In recent years, tensor-Singular Value Decomposition (t-SVD) based tensor nuclear norm has achieved remarkable progress in multi-view subspace clustering. However, most existing clustering methods still have the following shortcomings: (a) It has no meaning in practical applications for singular values to be treated equally. (b) They often ignore that data samples in the real world usually exist in multiple nonlinear subspaces. In order to solve the above shortcomings, we propose a hyper-Laplacian regularized multi-view subspace clustering model that joints representation learning and weighted tensor nuclear norm constraint, namely JWHMSC. Specifically, in the JWHMSC model, firstly, in order to capture the global structure between different views, the subspace representation matrices of all views are stacked into a low-rank constrained tensor.
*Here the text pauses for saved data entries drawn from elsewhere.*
PR #240, opened 2021-06-16
Add deprecation method template

manoelmarques:
### Summary
This adds warnings method and decorators to simplify deprecation messages as already done in Optimization.
The deprecation msg will only show the first time it is hit.

Also removed unused loggers in files.

### DIFF
--- a/qiskit_nature/algorithms/excited_states_solvers/excited_states_eigensolver.py
+++ b/qiskit_nature/algorithms/excited_states_solvers/excited_states_eigensolver.py
@@ -12,7 +12,6 @@
 
 """The calculation of excited states via an Eigensolver algorithm"""
 
-import logging
 from typing import List, Union, Optional
 
 from qiskit.algorithms import Eigensolver
@@ -25,8 +24,6 @@ from qiskit_nature.results import EigenstateResult
 
 from .excited_states_solver import ExcitedStatesSolver
 from .eigensolver_factories import EigensolverFactory
-
-logger = logging.getLogger(__name__)
 
 
 class ExcitedStatesEigensolver(ExcitedStatesSolver):
--- a/qiskit_nature/deprecation.py
+++ b/qiskit_nature/deprecation.py
@@ -1,0 +1,288 @@
+# This code is part of Qiskit.
+#
+# (C) Copyright IBM 2021.
+#
+# This code is licensed under the Apache License, Version 2.0. You may
+# obtain a copy of this license in the LICENSE.txt file in the root directory
+# of this source tree or at http://www.apache.org/licenses/LICENSE-2.0.
+#
+# Any modifications or derivative works of this code must retain this
+# copyright notice, and modified files need to carry a notice indicating
+# that they have been altered from the originals.
+
+"""Contains the Deprecation message methods."""
+
+from abc import abstractmethod
+import warnings
+import functools
+from typing import NamedTuple, Optional, Callable, Dict, Set
+from enum import Enum, EnumMeta
+
+
+class DeprecatedEnum(Enum):
+    """
+    Shows deprecate message whenever member is accessed
+    """
+
+    def __new__(cls, value, *args):
+        member = object.__new__(cls)
+        member._value_ = value
+        member._args = args
+        member._show_deprecate = member.deprecate
+        return member
+
+    @abstractmethod
+    def deprecate(self):
+        """show deprecate message"""
+        pass
+
+
+class DeprecatedEnumMeta(EnumMeta):
+    """
+    Shows deprecate message whenever member is accessed
+    """
+
+    def __getattribute__(cls, name):
+        obj = super().__getattribute__(name)
+        if isinstance(obj, DeprecatedEnum) and obj._show_deprecate:
+            obj._show_deprecate()
+        return obj
+
+    def __getitem__(cls, name):
+        member = super().__getitem__(name)
+        if member._show_deprecate:
+            member._show_deprecate()
+        return member
+
+    # pylint: disable=redefined-builtin
+    def __call__(cls, value, names=None, *, module=None, qualname=None, type=None, start=1):
+        obj = super().__call__(
+            value, names, module=module, qualname=qualname, type=type, start=start
+        )
+        if isinstance(obj, DeprecatedEnum) and obj._show_deprecate:
+            obj._show_deprecate()
+        return obj
+
+
+class DeprecatedType(Enum):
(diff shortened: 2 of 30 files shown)


qiskit_nature/algorithms/excited_states_solvers/excited_states_eigensolver.py
```diff
@@ -26,8 +25,6 @@
 from .excited_states_solver import ExcitedStatesSolver
 from .eigensolver_factories import EigensolverFactory
 
-logger = logging.getLogger(__name__)
```
mrossinek, line 29: I guess you are simply removing these because they are unused, right? I am fine with that for now since we are likely to re-evaluate the logging situation anyways.

qiskit_nature/drivers/base_driver.py
```diff
@@ -18,10 +18,10 @@
...
 
 from enum import Enum, EnumMeta
-import warnings
 
 from .molecule import Molecule
 from ..exceptions import QiskitNatureError
+from ..deprecation import DeprecatedType, warn_deprecated_same_type_name
 
 
 class DeprecatedEnum(Enum):
```
mrossinek, line 27: Now that we have `qiskit_nature.deprecation`, this class and the meta-classes below would seem to fit there better, too, don't you think?

qiskit_nature/deprecation.py
```diff
@@ -0,0 +1,242 @@
...
+    # skip if it was already added
+    obj = _DeprecatedObject(version, old_type, old_name, new_type, new_name, additional_msg)
+    if obj in _DEPRECATED_OBJECTS:
+        return
+
+    _DEPRECATED_OBJECTS.add(obj)
+
+    msg = (
+        f"The {old_name} {old_type.value} is deprecated as of version {version} "
+        "and will be removed no sooner than 3 months after the release"
```
mrossinek, line 73: Maybe just a general question, but this seems like a good place to ask: where do these 3 months come from? Is this because of the approximate 3-month release cycle? Wouldn't it make more sense to tie the deprecation to the next release (e.g. `0.{n+1}.0` if deprecated with release of `0.{n}.0`). Given our dev cycles this will roughly coincide with 3 months but it will be *much* easier to keep track off and will also not require users to know when version `0.{n}.0` actually came out in order to know when this will be removed..

mrossinek (commented):
Thanks @manoelmarques! This looks mostly good to me :+1: I just left some minor and/or general comments

qiskit_nature/algorithms/excited_states_solvers/excited_states_eigensolver.py
manoelmarques: Yes, the unused loggers have been removed from Terra and I believe Optimization too so I went ahead and removed it in Nature..

qiskit_nature/drivers/base_driver.py
manoelmarques: You are right, I will move those.

qiskit_nature/deprecation.py
manoelmarques: I believe it is a standard set initially by Terra. I agree that tying the schedule to some release after seems better than an arbitrary timeframe. Maybe @woodsp-ibm would have more to say about it.

pbark: I agree with @mrossinek. Setting deprecation based on releases is reasonable and easier for people to follow.

qiskit_nature/drivers/base_driver.py
manoelmarques: I moved them

qiskit_nature/deprecation.py
woodsp-ibm: https://qiskit.org/documentation/contributing_to_qiskit.html#deprecation-policy

woodsp-ibm: Given the release when it is deprecated in there, which can be looked up and its date found, computing at least 3 months from that can be done. Ideally users should transition to the new way asap but the idea here is that get some time to do that. Saying in some future release by version people may have no idea when that is coming out - also plans change. In the end if you get deprecated messages you should be changing asap, if you procrastinate then things will just break when its removed. This clients see sometimes if they have some old code that worked and then go back to it after a few months during which time code it uses has since been both deprecated and removed after the time was up.

manoelmarques: Given that this is a documented Qiskit policy, I believe we need to comply with it then.

mrossinek: > which can be looked up and its date found
I agree, but I think that this is unnecessary manual.

> may have no idea when that is coming out - also plans change
True, but I don't think this really affects what I proposed above

> This clients see sometimes if they have some old code that worked...
I actually think that having the version number as part of the deprecation warning would actually help with this situation as it makes clearer which versions to look for in the Changelog.

> https://qiskit.org/documentation/contributing_to_qiskit.html#deprecation-policy
Thanks! I see, if this is done the same everywhere as is, we should probably stick to it. I just wanted to bring it up since I personally would find it much more sensible, with the removal pinned to a version number. We could even include that link in the deprecation message..

woodsp-ibm: Its consistent with Qiskit. Maybe having a future date in there would be better - e.g. we know the date of Python 3.6 EOL so its easy to deal with. By plans changing I meant its harder to predict the version we will be 3 months out to put in the message - if we decide to bring the next one release sooner then it kinda messes things up in that regard. But we would know just ahead of release when 3 months out was to set a date for all deprecation messages added that release to use. But unless Qiskit overall changes I think though we should stick to the current way/message and be consistent.

ikkoham:
Thank you. These are really useful tools. But, is it difficult to implement these in Terra? (i.e. I want to use from Terra)

manoelmarques:
@ikkoham Terra has two decorators, you need to give the whole message though: https://github.com/Qiskit/qiskit-terra/blob/main/qiskit/utils/deprecation.py

qiskit_nature/deprecation.py
mrossinek: Yes let's leave it as is, since it appears to be Qiskit standard.

Just as a final comment to clarify: my suggestion was to make the deprecation such that we remove it at the next feature release **regardless** of when that is. Usually this fits well with 3 months but if it happens after 1 month then the user just needs to hurry up. Since this is really not in-line with Qiskit's deprecation policy I retract this proposal.

mrossinek (approved):

PR #248, opened 2021-06-23
Pin H5Py

mrossinek:
### Summary

H5Py v3.3.0 finally removed support for the deprecated default file
modes. Unfortunately, PySCF has not yet put out a release respecting
this change. In the meantime, we can pin H5Py below 3.3 to ensure our
development can continue until PySCF catches up.


mrossinek:
The mypy fixes are the required changes for Nature as done for Optimization here: https://github.com/Qiskit/qiskit-optimization/pull/176

manoelmarques (approved):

Secondly, hyper-Laplace graph regularization is adopted to preserve the local geometric structure embedded in the high-dimensional ambient space. Thirdly, considering the prior information of singular values, the weighted tensor nuclear norm (WTNN) based on t-SVD is introduced to treat singular values differently, which makes the JWHMSC more accurately obtain the sample distribution of classification information. Finally, representation learning, WTNN constraint and hyper-Laplacian graph regularization constraint are integrated into a framework to obtain the overall optimal solution of the algorithm. Compared with the state-of-the-art method, the experimental results on eight benchmark datasets show the good performance of the proposed method JWHMSC in multi-view clustering.